### ACTIVITY
In the entries below, find the line with "makes a document" and the line with "Since most s3". Return those two lines and all lines between them, exactly.

### DATA FOR THIS EXERCISE
Issue #751, opened 2023-11-15
Stop using Redis to track the expected version of a document in s3


vviers:
This part of the code https://github.com/gristlabs/grist-core/blob/9d00ee9ba7443b0d4c62d3f17627dfdecec46af1/app/server/lib/ExternalStorage.ts#L224-L237

makes a document crash if the checksum stored in redis doesn't match the one retrieved from s3.

Since most s3 implementations now have strong consistency guarantees, @paulfitz suggests that maybe this behaviour is not needed anymore.

If we want to keep using redis to store document versions, my suggestion would be to turn this error log into a warning and maybe let the download happen anyways and trust s3 by default ?

fflorent:
Hi @paulfitz!

As I understand, we must be able to remove the part of the above check while downloading.

I was wondering if we could also skip the checksum computation while uploading. But it looks like the checksum is used to prevent useless uploads (when the file to be uploaded is unchanged):
https://github.com/gristlabs/grist-core/blob/9d00ee9ba7443b0d4c62d3f17627dfdecec46af1/app/server/lib/ExternalStorage.ts#L158-L166

Do you have any thoughts about this?

> If we want to keep using redis to store document versions, my suggestion would be to turn this error log into a warning and maybe let the download happen anyways and trust s3 by default ?

That alternative seems also fair :).

paulfitz:
My guess would be that removing the checksum entirely would be a bigger change, and that it may still have utility. Converting the error to a warning seems less disruptive.

I'd also plan to do a fair bit of testing after the change. I'm confident the original motivation for this behavior is gone, but that doesn't guarantee that removing it will be trouble-free (like removing someone's appendix).

fflorent:
@paulfitz I opened this PR: #767 

However, the more I think about it, the more I have doubts about the usefulness of this flag: I don't feel like letting some administrators enable it would prove anything.

I close the PR for now, unless you tell me that's has some interest.
I wonder what are the tests you intend to do and if I can help somehow.

Happy thanksgiving!

vviers:
@paulfitz would you like us to re-open Florent's PR so we can run some tests ? I still believe that simplifying the architecture around version consistency check would be useful

paulfitz:
Sorry for missing the pings on this thread.

I think it would be worth running the tests in test/server/lib/HostedStorageManager.ts with Florent's flag set. There may be an early test in it that needs to be skipped since it specifically probes redis consistency checking, but I think the bulk should pass.

[...]

PR #767, opened 2023-11-22
Add option to skip Checksum verif between doc storage and Redis #751

fflorent:
# Context

See #751, we faced an issue where the checksum stored in Redis does not match the one of the document. This is due to the fact that the S3 upload finished but the server crashed before storing the checksum in redis.

So Redis had the checksum of the previous version of the document.

# Solution

As suggested in the issue, it should be wise to just log a warning telling that the checksum does not match.

However there is some uncertainty around this. I propose to offer an experimental flag until we are comfortable with just warning the user (if that may be of some help until then?).

### DIFF
--- a/app/server/lib/ExternalStorage.ts
+++ b/app/server/lib/ExternalStorage.ts
@@ -227,8 +227,9 @@ export class ChecksummedExternalStorage implements ExternalStorage {
           const expectedChecksum = await this._options.sharedHash.load(fromKey);
           // Let null docMD5s pass.  Otherwise we get stuck if redis is cleared.
           // Otherwise, make sure what we've got matches what we expect to get.
-          // S3 is eventually consistent - if you overwrite an object in it, and then read from it,
-          // you may get an old version for some time.
+          // S3 is eventually consistent. However, times ago, if you overwrote an object in it,
+          // and then read from it, you may have got an old version for some time.
+          // We are confident this should not be the case anymore, though this has to be studied carefully.
           // If a snapshotId was specified, we can skip this check.
           if (expectedChecksum && expectedChecksum !== checksum) {
             const message = `ext ${this.label} download: data for ${fromKey} has wrong checksum:` +
--- a/app/server/lib/ExternalStorage.ts
+++ b/app/server/lib/ExternalStorage.ts
@@ -4,6 +4,7 @@ import {createTmpDir} from 'app/server/lib/uploads';
 import {delay} from 'bluebird';
 import * as fse from 'fs-extra';
 import * as path from 'path';
+import {isAffirmative} from 'app/common/gutil';
 
 // A special token representing a deleted document, used in places where a
 // checksum is expected otherwise.
@@ -230,9 +231,17 @@ export class ChecksummedExternalStorage implements ExternalStorage {
           // you may get an old version for some time.
           // If a snapshotId was specified, we can skip this check.
           if (expectedChecksum && expectedChecksum !== checksum) {
-            log.error("ext %s download: data for %s has wrong checksum: %s (expected %s)",
-                      this.label, fromKey, checksum, expectedChecksum);
-            return undefined;
+            const message = `ext ${this.label} download: data for ${fromKey} has wrong checksum:` +
+              ` ${checksum} (expected ${expectedChecksum})`;
+
+            // Only warn if GRIST_DISCARD_REDIS_CHECKSUM_MISMATCH is set. This flag is experimental
+            // and should be removed once we are confident that the checksums verification is useless.
+            if (isAffirmative(process.env.GRIST_DISCARD_REDIS_CHECKSUM_MISMATCH)) {
+              log.warn(message);
+            } else {
+              log.error(message);
+              return undefined;
+            }
           }
         }
 
--- a/app/server/lib/ExternalStorage.ts
+++ b/app/server/lib/ExternalStorage.ts
@@ -1,7 +1,7 @@
+import {ObjMetadata, ObjSnapshot, ObjSnapshotWithMetadata} from 'app/common/DocSnapshot';
+import {isAffirmative} from 'app/common/gutil';
 import log from 'app/server/lib/log';
 import {createTmpDir} from 'app/server/lib/uploads';
-import {isAffirmative} from 'app/common/gutil';
-import {ObjMetadata, ObjSnapshot, ObjSnapshotWithMetadata} from 'app/common/DocSnapshot';
 
 import {delay} from 'bluebird';
 import * as fse from 'fs-extra';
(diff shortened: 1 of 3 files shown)


fflorent:
Closing for now, I have doubts about the usefulness of this PR.

test/server/lib/HostedStorageManager.ts
```diff
@@ -273,6 +273,17 @@ class TestStore {
...
+  public async run<T>(fn: () => Promise<T>): Promise<T> {
+    await this.begin();
+    let result;
+    try {
+      result = await fn();
+    } finally {
+      await this.end();
+    }
+    return result;
+  }
```
fflorent, line 285: This change is a proposal for better clarity. It's in a separate commit and it's not mandatory, if you don't like I can revert it.

In order to hide the indentation changes, you can enable the [`Hide whitespace changes` feature](https://github.blog/changelog/2021-10-14-hiding-whitespace-is-now-remembered-for-each-pull-request/) or add `?w=1` in the URL ([direct link](https://github.com/gristlabs/grist-core/pull/767/files?w=1))

app/server/lib/ExternalStorage.ts
```diff
@@ -230,9 +231,17 @@ export class ChecksummedExternalStorage implements ExternalStorage {
           // you may get an old version for some time.
           // If a snapshotId was specified, we can skip this check.
```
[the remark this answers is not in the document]
fflorent: Do you talk about these lines:
```
          // S3 is eventually consistent - if you overwrite an object in it, and then read from it,
          // you may get an old version for some time.
```

If so, this is still in question, @paulfitz expressed some little concerns about possible regressions:
https://github.com/gristlabs/grist-core/issues/751#issuecomment-1814969194

Maybe change the comment as following:
```
          // S3 is eventually consistent. However, times ago, if you overwrote an object in it,
          // and then read from it, you may have got an old version for some time.
          // We are confident this should not be the case, though this has to be studied carefully.
```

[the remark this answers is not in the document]
CamilleLegeron: Yes it was about that part. I thought it was resolved in S3 and it was just to be sure of that, if there are still doubts about reliability we can keep this comment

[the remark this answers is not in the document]
fflorent: I have changed the comment as I suggested earlier.

CamilleLegeron (approved):

app/server/lib/ExternalStorage.ts
```diff
@@ -4,6 +4,7 @@ import {createTmpDir} from 'app/server/lib/uploads';
 import {delay} from 'bluebird';
 import * as fse from 'fs-extra';
 import * as path from 'path';
+import {isAffirmative} from 'app/common/gutil';
```
paulfitz, line 7: tiny lint - we don't enforce it, but most files sort the imports so app/ stuff would go first.

app/server/lib/ExternalStorage.ts
```diff
@@ -226,13 +227,22 @@ export class ChecksummedExternalStorage implements ExternalStorage {
           const expectedChecksum = await this._options.sharedHash.load(fromKey);
           // Let null docMD5s pass.  Otherwise we get stuck if redis is cleared.
           // Otherwise, make sure what we've got matches what we expect to get.
-          // S3 is eventually consistent - if you overwrite an object in it, and then read from it,
-          // you may get an old version for some time.
+          // S3 is eventually consistent. However, times ago, if you overwrote an object in it,
```
paulfitz, line 230: Instead of S3 is eventually consistent, I'd say:
AWS S3 was eventually consistent, but now has stronger guarantees:
  https://aws.amazon.com/blogs/aws/amazon-s3-update-strong-read-after-write-consistency/

"However, times ago, " -> "Previous to this change, "

test/server/lib/HostedStorageManager.ts
```diff
@@ -439,6 +450,7 @@ describe('HostedStorageManager', function() {
       });
 
       afterEach(async function() {
+        delete process.env.GRIST_SKIP_REDIS_CHECKSUM_MISMATCH;
```
paulfitz, line 453: Can you grep other tests for use of `EnvironmentSnapshot`? When modifying the environment, we've slowly almost-standardized on saving it in before() and then doing a restore after. Probably won't matter in this specific case but env var changes somewhere in tests can be very hard to debug when they interact.

paulfitz (commented):
Looks generally fine, and thanks for cleanup. Some comments.

app/server/lib/ExternalStorage.ts
```diff
@@ -1,6 +1,8 @@
-import {ObjMetadata, ObjSnapshot, ObjSnapshotWithMetadata} from 'app/common/DocSnapshot';
 import log from 'app/server/lib/log';
 import {createTmpDir} from 'app/server/lib/uploads';
+import {isAffirmative} from 'app/common/gutil';
```
paulfitz, line 3: Sorry for the repeated silly lint nag, but can you order 'app/common' before 'app/server' (alphabetically). Not all our source code does this, but a lot of it does.

app/server/lib/ExternalStorage.ts
```diff
@@ -226,13 +228,25 @@ export class ChecksummedExternalStorage implements ExternalStorage {
...
+          // We are confident this should not be the case anymore, though this has to be studied carefully.
           // If a snapshotId was specified, we can skip this check.
           if (expectedChecksum && expectedChecksum !== checksum) {
-            log.error("ext %s download: data for %s has wrong checksum: %s (expected %s)",
-                      this.label, fromKey, checksum, expectedChecksum);
-            return undefined;
+            const message = `ext ${this.label} download: data for ${fromKey} has wrong checksum:` +
+              ` ${checksum} (expected ${expectedChecksum})`;
+
+            // Only warn if GRIST_SKIP_REDIS_CHECKSUM_MISMATCH is set. This flag is experimental
```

### ANSWER BELOW
makes a document crash if the checksum stored in redis doesn't match the one retrieved from s3.

Since most s3 implementations now have strong consistency guarantees, @paulfitz suggests that maybe this behaviour is not needed anymore.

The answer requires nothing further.